* THE PROBLEM *
Even the shortest line counts, so transcribe all the data exactly.

--------

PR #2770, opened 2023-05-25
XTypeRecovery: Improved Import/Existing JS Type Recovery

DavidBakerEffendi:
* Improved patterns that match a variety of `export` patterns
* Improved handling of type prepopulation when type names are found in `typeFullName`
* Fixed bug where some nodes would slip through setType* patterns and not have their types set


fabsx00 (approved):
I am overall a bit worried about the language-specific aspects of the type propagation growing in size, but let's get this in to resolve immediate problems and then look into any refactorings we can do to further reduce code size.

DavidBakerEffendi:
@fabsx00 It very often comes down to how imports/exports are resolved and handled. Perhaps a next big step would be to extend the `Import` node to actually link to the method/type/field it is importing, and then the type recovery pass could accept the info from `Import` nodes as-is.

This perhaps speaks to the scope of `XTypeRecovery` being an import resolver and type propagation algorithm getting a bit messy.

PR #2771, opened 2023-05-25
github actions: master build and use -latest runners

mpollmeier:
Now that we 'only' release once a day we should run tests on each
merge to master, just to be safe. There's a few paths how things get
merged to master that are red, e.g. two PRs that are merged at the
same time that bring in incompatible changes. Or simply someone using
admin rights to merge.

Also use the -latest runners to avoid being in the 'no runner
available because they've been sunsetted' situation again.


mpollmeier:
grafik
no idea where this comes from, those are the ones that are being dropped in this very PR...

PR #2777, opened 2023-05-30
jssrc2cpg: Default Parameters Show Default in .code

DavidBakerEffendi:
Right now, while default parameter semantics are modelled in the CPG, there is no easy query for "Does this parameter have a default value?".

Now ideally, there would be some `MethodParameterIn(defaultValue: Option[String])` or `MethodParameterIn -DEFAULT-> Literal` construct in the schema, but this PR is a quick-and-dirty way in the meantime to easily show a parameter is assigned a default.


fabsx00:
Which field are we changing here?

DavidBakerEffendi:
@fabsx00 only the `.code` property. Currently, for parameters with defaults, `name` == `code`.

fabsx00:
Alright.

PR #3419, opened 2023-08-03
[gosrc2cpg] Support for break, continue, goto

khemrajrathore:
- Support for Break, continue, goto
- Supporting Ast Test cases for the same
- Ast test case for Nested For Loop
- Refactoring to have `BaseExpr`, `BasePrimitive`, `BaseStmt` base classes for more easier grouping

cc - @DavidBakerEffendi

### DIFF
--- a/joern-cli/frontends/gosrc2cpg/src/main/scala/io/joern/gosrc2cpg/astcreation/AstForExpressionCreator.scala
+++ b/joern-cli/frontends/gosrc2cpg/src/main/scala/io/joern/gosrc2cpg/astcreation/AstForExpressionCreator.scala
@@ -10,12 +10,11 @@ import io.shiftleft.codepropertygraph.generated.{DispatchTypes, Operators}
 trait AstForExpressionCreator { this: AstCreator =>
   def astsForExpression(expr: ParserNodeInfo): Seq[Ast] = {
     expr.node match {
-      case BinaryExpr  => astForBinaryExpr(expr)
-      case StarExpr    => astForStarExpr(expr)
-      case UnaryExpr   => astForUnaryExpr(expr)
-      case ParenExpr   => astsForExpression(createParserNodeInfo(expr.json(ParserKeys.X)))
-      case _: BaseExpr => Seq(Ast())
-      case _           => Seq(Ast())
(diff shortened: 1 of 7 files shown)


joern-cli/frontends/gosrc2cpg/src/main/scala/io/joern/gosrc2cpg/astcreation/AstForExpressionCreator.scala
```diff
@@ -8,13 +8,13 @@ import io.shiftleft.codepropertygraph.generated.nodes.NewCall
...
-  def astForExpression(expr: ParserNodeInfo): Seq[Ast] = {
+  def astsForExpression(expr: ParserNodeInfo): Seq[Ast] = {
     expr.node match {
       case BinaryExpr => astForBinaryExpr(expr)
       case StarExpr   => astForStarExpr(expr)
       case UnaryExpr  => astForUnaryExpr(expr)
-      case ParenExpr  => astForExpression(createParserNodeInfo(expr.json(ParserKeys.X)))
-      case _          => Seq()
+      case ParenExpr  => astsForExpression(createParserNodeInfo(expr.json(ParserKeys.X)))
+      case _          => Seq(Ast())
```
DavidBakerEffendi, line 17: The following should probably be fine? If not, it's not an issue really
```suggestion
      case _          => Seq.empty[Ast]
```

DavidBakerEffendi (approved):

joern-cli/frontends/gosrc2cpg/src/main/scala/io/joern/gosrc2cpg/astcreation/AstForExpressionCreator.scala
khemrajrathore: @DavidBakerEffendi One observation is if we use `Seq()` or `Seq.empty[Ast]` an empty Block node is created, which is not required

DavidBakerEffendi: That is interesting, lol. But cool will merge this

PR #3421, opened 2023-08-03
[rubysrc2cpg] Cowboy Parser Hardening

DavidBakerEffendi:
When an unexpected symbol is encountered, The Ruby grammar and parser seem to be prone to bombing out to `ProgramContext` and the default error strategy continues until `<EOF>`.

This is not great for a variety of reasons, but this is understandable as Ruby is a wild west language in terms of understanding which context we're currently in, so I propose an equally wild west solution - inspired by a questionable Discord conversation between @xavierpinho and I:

--------

* FINISHED TASK *
PR #2770, opened 2023-05-25
XTypeRecovery: Improved Import/Existing JS Type Recovery

DavidBakerEffendi:
* Improved patterns that match a variety of `export` patterns
* Improved handling of type prepopulation when type names are found in `typeFullName`
* Fixed bug where some nodes would slip through setType* patterns and not have their types set


fabsx00 (approved):
I am overall a bit worried about the language-specific aspects of the type propagation growing in size, but let's get this in to resolve immediate problems and then look into any refactorings we can do to further reduce code size.

DavidBakerEffendi:
@fabsx00 It very often comes down to how imports/exports are resolved and handled. Perhaps a next big step would be to extend the `Import` node to actually link to the method/type/field it is importing, and then the type recovery pass could accept the info from `Import` nodes as-is.

This perhaps speaks to the scope of `XTypeRecovery` being an import resolver and type propagation algorithm getting a bit messy.

PR #2771, opened 2023-05-25
github actions: master build and use -latest runners

mpollmeier:
Now that we 'only' release once a day we should run tests on each
merge to master, just to be safe. There's a few paths how things get
merged to master that are red, e.g. two PRs that are merged at the
same time that bring in incompatible changes. Or simply someone using
admin rights to merge.

Also use the -latest runners to avoid being in the 'no runner
available because they've been sunsetted' situation again.


mpollmeier:
grafik
no idea where this comes from, those are the ones that are being dropped in this very PR...

PR #2777, opened 2023-05-30
jssrc2cpg: Default Parameters Show Default in .code

DavidBakerEffendi:
Right now, while default parameter semantics are modelled in the CPG, there is no easy query for "Does this parameter have a default value?".

Now ideally, there would be some `MethodParameterIn(defaultValue: Option[String])` or `MethodParameterIn -DEFAULT-> Literal` construct in the schema, but this PR is a quick-and-dirty way in the meantime to easily show a parameter is assigned a default.


fabsx00:
Which field are we changing here?

DavidBakerEffendi:
@fabsx00 only the `.code` property. Currently, for parameters with defaults, `name` == `code`.

fabsx00:
Alright.

PR #3419, opened 2023-08-03
[gosrc2cpg] Support for break, continue, goto

khemrajrathore:
- Support for Break, continue, goto
- Supporting Ast Test cases for the same
- Ast test case for Nested For Loop
- Refactoring to have `BaseExpr`, `BasePrimitive`, `BaseStmt` base classes for more easier grouping

cc - @DavidBakerEffendi

### DIFF
--- a/joern-cli/frontends/gosrc2cpg/src/main/scala/io/joern/gosrc2cpg/astcreation/AstForExpressionCreator.scala
+++ b/joern-cli/frontends/gosrc2cpg/src/main/scala/io/joern/gosrc2cpg/astcreation/AstForExpressionCreator.scala
@@ -10,12 +10,11 @@ import io.shiftleft.codepropertygraph.generated.{DispatchTypes, Operators}
 trait AstForExpressionCreator { this: AstCreator =>
   def astsForExpression(expr: ParserNodeInfo): Seq[Ast] = {
     expr.node match {
-      case BinaryExpr  => astForBinaryExpr(expr)
-      case StarExpr    => astForStarExpr(expr)
-      case UnaryExpr   => astForUnaryExpr(expr)
-      case ParenExpr   => astsForExpression(createParserNodeInfo(expr.json(ParserKeys.X)))
-      case _: BaseExpr => Seq(Ast())
-      case _           => Seq(Ast())
(diff shortened: 1 of 7 files shown)


joern-cli/frontends/gosrc2cpg/src/main/scala/io/joern/gosrc2cpg/astcreation/AstForExpressionCreator.scala
```diff
@@ -8,13 +8,13 @@ import io.shiftleft.codepropertygraph.generated.nodes.NewCall
...
-  def astForExpression(expr: ParserNodeInfo): Seq[Ast] = {
+  def astsForExpression(expr: ParserNodeInfo): Seq[Ast] = {
     expr.node match {
       case BinaryExpr => astForBinaryExpr(expr)
       case StarExpr   => astForStarExpr(expr)
       case UnaryExpr  => astForUnaryExpr(expr)
-      case ParenExpr  => astForExpression(createParserNodeInfo(expr.json(ParserKeys.X)))
-      case _          => Seq()
+      case ParenExpr  => astsForExpression(createParserNodeInfo(expr.json(ParserKeys.X)))
+      case _          => Seq(Ast())
```
DavidBakerEffendi, line 17: The following should probably be fine? If not, it's not an issue really
```suggestion
      case _          => Seq.empty[Ast]
```

DavidBakerEffendi (approved):

joern-cli/frontends/gosrc2cpg/src/main/scala/io/joern/gosrc2cpg/astcreation/AstForExpressionCreator.scala
khemrajrathore: @DavidBakerEffendi One observation is if we use `Seq()` or `Seq.empty[Ast]` an empty Block node is created, which is not required

DavidBakerEffendi: That is interesting, lol. But cool will merge this

PR #3421, opened 2023-08-03
[rubysrc2cpg] Cowboy Parser Hardening

DavidBakerEffendi:
When an unexpected symbol is encountered, The Ruby grammar and parser seem to be prone to bombing out to `ProgramContext` and the default error strategy continues until `<EOF>`.

This is not great for a variety of reasons, but this is understandable as Ruby is a wild west language in terms of understanding which context we're currently in, so I propose an equally wild west solution - inspired by a questionable Discord conversation between @xavierpinho and I:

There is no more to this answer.